Setiap itu terjadi, fokusku otomatis langsung buyar. Apa pun
yang aku kerjakan mendadak hilang arah. Bingung mau apa. Interupsi yang kuakui kurang menyenangkan kerap terjadi, dan, otomatis membuatku meninggalkan segala rupa
kegiatan yang sedang aku lakukan.
Lalu kemudian momen revelation itu muncul.
Beberapa hari lalu, aku sekilas membaca story IGnya Mbak Uma Hapsari (CEO sepatu Amazara) yang membahas tentang cara organizing mengatur waktu dan emosi dalam rumah. Di story itu (yang malah kelupaan nggak aku capture), Uma membahas pentingnya untuk memberi boundaries dan jangan mengambil posisi untuk bertanggungjawab terhadap mood orang lain. Termasuk MOOD ANAK.
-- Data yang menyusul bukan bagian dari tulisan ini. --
PR #4701, opened 2026-06-15
[LOOM-2442] React 19 Migration: Part 4 - Add nodeRef to remaining CSSTransition sites

Sybsw:
## Description

Step 4 of the React 19 migration. The audit on top of #4455/#4673/#4691 surfaced one remaining runtime blocker for shipping `@skyscanner/backpack-web` as React-19-forward-compatible: three production `react-transition-group@4` `CSSTransition` sites still relied on the library's `ReactDOM.findDOMNode(this)` fallback. React 19 removed `findDOMNode` from `react-dom`, so any of these sites would throw at runtime under an R19 host.

Jest masks the issue: the suite stubs `react-transition-group/CSSTransition` to a pass-through (`scripts/stubs/cssTransitionStub.js` via `package.json:85`), so neither the R18 baseline nor the new `Build / React19` overlay catches the gap. Storybook on R19 would.

## Why now

`react-transition-group@4.4.5` is the latest published version (Aug 2022). No v5 has shipped, no upstream R19 fix is available. The supported escape hatch is to pass a `nodeRef` to every `CSSTransition`/`Transition`/`TransitionGroup` site — which the team already did for four sites (`AnimateAndFade.tsx` × 2, `BpkDrawerContent.tsx`, `BpkFloatingNotification.tsx`). This PR closes the remaining three before the v43 release cut so consumers on R18 *or* R19 can install Backpack without surprises.

## Approach

Two patterns, both already used in the codebase:

1. **`TransitionInitialMount.tsx`** — children come from arbitrary callers (`BpkDialogInner`, `BpkPopover`). Mirrors the `cloneElement` pattern from `bpk-component-banner-alert/src/AnimateAndFade.tsx:148-166`: hold a `useRef<HTMLElement>(null)`, pass it as `nodeRef`, and `cloneElement(child, { ref: nodeRef })` to inject it into the existing single React-element child. **No DOM wrapper added.** Non-element children (`string`) fall through unchanged for type-compat.

2. **`BpkImage.tsx` and `BpkBackgroundImage.tsx`** — children of these `CSSTransition`s are already known host `<div>` elements (`bpk-image__spinner` / `bpk-background-image__spinner`). Mirrors `BpkFloatingNotification.tsx`: class-field `spinnerNodeRef = createRef<HTMLDivElement>()`, passed to `<CSSTransition nodeRef>` and to the inner `<div ref>`.

## Verification

- `npx eslint` on the three changed files — clean.
- `npm run typecheck` — clean.
- `TZ=Etc/UTC npx jest` on `TransitionInitialMount-test.tsx`, `BpkImage-test.tsx`, `BpkBackgroundImage-test.tsx`, `BpkDialog-test.tsx`, and the BpkPopover suite — **35/35 tests pass, 29/29 snapshots unchanged** (refs don't serialise; no DOM drift).

Pre-existing `act(...)` warnings inside BpkPopover (originating in `@floating-ui/react-dom`'s `flushSync`) are unrelated to this change.

## Stacks onto

#4691 (`LOOM-2442_C_v3`)

## Test plan

- [x] `npm run lint` — 0 errors
- [x] `npm run typecheck` — clean
- [x] `npx jest` for affected and consumer suites — 35/35 pass, snapshots stable
- [ ] R19 overlay: `npm install --no-save react@19.2.5 react-dom@19.2.5 @types/react@19.0.14 @types/react-dom@19.0.6 @types/prop-types`, copy into `packages/node_modules/`, then `npm run typecheck && npm run jest` — confirm zero `findDOMNode is not a function` errors trace to BpkImage / BpkBackgroundImage / TransitionInitialMount / BpkDialog / BpkPopover. (This will run in CI via `Build / React19`.)
- [ ] Storybook smoke under R19: `BpkImage` `WithAnimation` + `WithLazyLoadingAndAnimation`, `BpkBackgroundImage` `BackgroundImageWithLazyLoadingAndAnimation`, plus opening a `BpkDialog` and a `BpkPopover` — no `findDOMNode` console errors.


packages/backpack-web/src/bpk-react-utils/src/TransitionInitialMount.tsx
```diff
@@ -38,18 +39,27 @@ const TransitionInitialMount = ({
...
-      appearActive: appearActiveClassName,
-    }}
-    in
-    appear
-    timeout={{ exit: 0, enter: 0, appear: transitionTimeout }}
-  >
-    {children}
-  </CSSTransition>
-);
+}: Props) => {
```
Supremeyh, line 48: The `Props` type retains `children: string | ReactNode`. When children is a string, `isValidElement(children)` returns false, so the string is passed directly to CSSTransition without a nodeRef-backed DOM node. On R19, CSSTransition would attempt `findDOMNode` on the string and throw.

This is almost certainly unreachable in practice (every real caller passes a dialog/popover element), but it's an invisible footgun. Options:

- Add a comment noting the string case is type-compat-only and never exercised with animation.
- Narrow the type to children: ReactElement and remove the string branch (breaking change, but would make the contract explicit).
- At minimum, the isValidElement guard silently no-ops on a string child, which could obscure a misconfigured caller.

packages/backpack-web/src/bpk-react-utils/src/TransitionInitialMount.tsx
```diff
@@ -38,18 +39,27 @@ const TransitionInitialMount = ({
...
+      classNames={{
+        appear: appearClassName,
+        appearActive: appearActiveClassName,
+      }}
+      in
+      appear
+      timeout={{ exit: 0, enter: 0, appear: transitionTimeout }}
+    >
+      {isValidElement(children)
+        ? cloneElement(
```
Supremeyh: React docs flag `cloneElement` as discouraged. The PR description acknowledges this mirrors the AnimateAndFade.tsx pattern already in the codebase. Given that there's no `react-transition-group@5` and no better escape hatch, this is the correct pragmatic choice. Worth a // TODO: remove when react-transition-group v5 ships comment so it doesn't get forgotten.

packages/backpack-web/src/bpk-react-utils/src/TransitionInitialMount.tsx
```diff
@@ -38,18 +39,27 @@ const TransitionInitialMount = ({
...
+            children as ReactElement<{ ref?: RefObject<HTMLElement | null> }>,
```
Supremeyh: it bypasses TS's prop-checking, at least need a comment explaining why it's safe would help future readers.

Supremeyh:
the [BpkDialogWrapper](https://github.com/Skyscanner/backpack/blob/46142a916059e85dd96c85428be89de18a9ee4c7/packages/backpack-web/src/bpk-react-utils/src/BpkDialogWrapper/BpkDialogWrapper.tsx#L157) also has CSSTransition, should it update too?

packages/backpack-web/src/bpk-react-utils/src/TransitionInitialMount.tsx
Sybsw: Agreed — narrowed in a60639580. Children is now typed as `ReactElement<{ ref?: RefObject<HTMLElement | null> }>`, which deletes the string branch entirely. The contract is now explicit: a single ref-accepting element is required. Knock-on benefit: the silent `isValidElement` no-op fallback is gone too, and the `as ReactElement<...>` cast is no longer needed.

packages/backpack-web/src/bpk-react-utils/src/TransitionInitialMount.tsx
Sybsw: Agreed — added a `// TODO: revisit the cloneElement pattern when react-transition-group v5 ships; it is expected to remove the nodeRef requirement.` above the component in a60639580.

packages/backpack-web/src/bpk-react-utils/src/TransitionInitialMount.tsx
Sybsw: Resolved by tightening the prop type rather than commenting around the cast. In a60639580, `children` is now typed as `ReactElement<{ ref?: RefObject<HTMLElement | null> }>` at the prop boundary, so `cloneElement(children, { ref: nodeRef })` typechecks directly — no `as` and no `isValidElement` runtime check. TS will now flag a misconfigured caller at compile time instead of silently no-op-ing.

Sybsw:
> the [BpkDialogWrapper](https://github.com/Skyscanner/backpack/blob/46142a916059e85dd96c85428be89de18a9ee4c7/packages/backpack-web/src/bpk-react-utils/src/BpkDialogWrapper/BpkDialogWrapper.tsx#L157) also has CSSTransition, should it update too?

Fixed in https://github.com/Skyscanner/backpack/commit/a6063958087d90dd839000a2b75d3c8eb474be20. Wired nodeRef={ref} on the CSSTransition reusing the existing useRef<HTMLDialogElement> that's already attached to the <dialog> for showModal()/close() — no extra ref needed and no DOM/snapshot impact. HTMLDialogElement extends HTMLElement so the types line up. Verified clean under both R18 and R19 (typecheck + full jest, 731 snapshots stable).

Supremeyh (dismissed):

Kalau anak kita tantrum, sebisa mungkin jangan ikutan badmood atau menyerap energi negatif anak saat ia sedang tantrum. Jangan mau emosi kita
dikendalikan oleh anak. Kurang lebih begitu.
Ini aku refleksikan ke diri sendiri.
Ternyata selama ini aku terlalu menyerap banyak energi
negatif dari sekitar. Anak tantrum, aku ikutan stress. Anak rewel aku pusing.
Termasuk juga kalau suami BT, aku ikutan BT. Sialnya kadang aku mengambil
keputusan penting bukan karena logika dan pikiran jernih, tapi karena terlalu
mempertimbangkan mood dan perasaan orang di sekelilingku.
Ilustrasinya begini, misal di tengah aku sedang bekerja
dengan serius dan melibatkan orang lain (misal lagi zoom class), tahu-tahu
suami minta bantuan. Aku yang ga enak sama dia dan nggak mau mood suami jadi
jelek (padahal bisa aja aku tolak), akhirnya menjeda zoom dan menuruti apa mau
suami dulu.
This is bad,,
Padahal suami B aja kalau ditolak. Dia juga orang dewasa yang pasti mengerti jika ada pekerjaan yang tidak bisa aku tinggalkan. Namun karena aku terlalu memikirkan mood orang lain dan secara
sadar mengambil tanggungjawab atas mood orang lain, aku banyak melakukan
hal-hal konyol yang tidak produktif.
Yang seharusnya aku bisa
berpikir jernih tanpa interferensi pengaruh negatif dari luar, tetapi malah
sebaliknya. Aku muncul bukan sebagai istri yang solutif, tetapi sebagai istri
subsider yang mengekor apa kemauan suami.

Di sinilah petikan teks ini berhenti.